## WHAT YOU SHOULD DO
Look for the line that has "defaults to 3" in the material below; please repeat it and every line after it, exactly, up to and including the line that has "excludeList = [];", and nothing else.

BEGIN

PR #477, opened 2017-02-28
adds optional `exclude` parameter to .words()

### LINKED ISSUE #449: [feature request] allow user to exclude certain words from .words()
I use `.words()` to simulate test data, and sometimes it comes back with words that cause a validation function to fail. It would be helpful if the user could optionally pass in an array of words to exclude from the output, so that any time those words came up they would be 'rerolled'. 

Happy to put in a PR on this too :)

Thanks!

martahj:
This resolves #449 by allowing the user to pass an optional second parameter to `.words`, an array of words to exclude from the output. When a word is selected by the`.word()` call, it will check to see if the word is part of the blacklist (which is first packaged into an object to avoid repeatedly iterating over an array), and if so will select another word until an allowed one is produced.

### DIFF
--- a/lib/lorem.js
+++ b/lib/lorem.js
@@ -23,11 +23,21 @@ var Lorem = function (faker) {
    * @method faker.lorem.words
    * @param {number} num number of words, defaults to 3
    */
-  self.words = function (num) {
+  self.words = function (num, excludeList) {
       if (typeof num == 'undefined') { num = 3; }
+      if (!Array.isArray(excludeList)) { excludeList = []; }
+      var exclude = excludeList.reduce(function (excluded, wordToExclude) {
+        excluded[wordToExclude] = true;
+        return excluded;
+      }, {});
       var words = [];
+      var getNextWord = function () {
+        var nextWord = faker.lorem.word();
+        if (exclude[nextWord]) { return getNextWord(); }
+        return nextWord;
+      };
       for (var i = 0; i < num; i++) {
-        words.push(faker.lorem.word());
+        words.push(getNextWord());
       }
       return words.join(' ');
   };
--- a/test/lorem.unit.js
+++ b/test/lorem.unit.js
@@ -32,6 +32,20 @@ describe("lorem.js", function () {
                 assert.equal(words.length, 7);
             });
         });
+
+        context("when 'exclude' param passed in'", function () {
+          it("excludes the requested words", function () {
+            var exclude = faker.definitions.lorem.words.slice(1);
+            assert.ok(Array.isArray(exclude));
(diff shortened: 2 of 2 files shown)


Marak:
I'm not 100% sure I like this.

The problem is that this pull request introduces the concept of uniqueness for API calls ( which has been discussed in other issues ). This type of functionality should probably be done library wide.

I can see that this PR is specifically for an *exclude* list of words, but it's the same kind of logic as *unique* values from API calls. It's essentially calling the faker API method in a loop until faker returns a satisfied value ( in this case, one that has been excluded ). Issue I have is that there is no guarantee that the faker method will ever complete. We also have no guarantee of the speed at which the API method will complete. I don't want to introduce any API semantics that are unpredictable or not configurable.

My point is that if we are going to introduce this kind of functionality we should do the following:

 - create separate faker method which can perform excludes / uniques on any API method
 - ensure this method has a time-out value using a timer to ensure max timeouts of calls
 - ensure this method has options for configuring min / max iterations ( to ensure performance )

Please feel free to iterate on this PR. I do want to see this kind of functionality added to faker, just in the right way.

martahj:
Hm yes I see what you're saying. In practice (while testing) the tests continued to run fairly quickly even though the test passes almost the entire array of `faker.definitions.lorem.words` as the array of words to exclude, but there is no guarantee that it will always run quickly - and if you pass the entire `faker.definitions.lorem.words` (or a superset of it) as the exclude list, you'll get an infinite loop.

Question about what you are thinking in terms of the last two bullet points - say the timeout is exceeded, or the maximum number of iterations is exceeded, without finding a unique/nonexcludeded value. What should be returned from the api?

Marak:
I've gone ahead and added the ability to generate unique results for any faker method.

Here is an example: https://github.com/Marak/faker.js/blob/master/examples/node/unique-values.js

I think the next step here is to provide an option for `Faker.unique` to pass in array of excluded words. I may also just alias this to a new `Faker.exclude` method which wraps `Faker.unique`. The bulk of the logic for excluding value is already handled with `unique`.

Marak:
@martahj -

I've reworked the concept here into a new module for [uniqueness](https://github.com/Marak/faker.js/blob/master/vendor/unique.js).

This API should now work in `master`

```js
var excludeArr = ['nesciunt', 'qui', 'dolor'];
var result = faker.unique(faker.lorem.words, [2], { exclude: excludeArr });
```

`faker.unique` takes three arguments. `method`, `arguments`, `options`. 

In `options` we can specify an array of `exclude` values to be excluded  from results. Implementation has time / loop count / predictable state.

Let me know if this would work for the feature you originally requested. Thank you for your contributions.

END

## PROBLEM SOLUTION
    * @param {number} num number of words, defaults to 3
    */
-  self.words = function (num) {
+  self.words = function (num, excludeList) {
       if (typeof num == 'undefined') { num = 3; }
+      if (!Array.isArray(excludeList)) { excludeList = []; }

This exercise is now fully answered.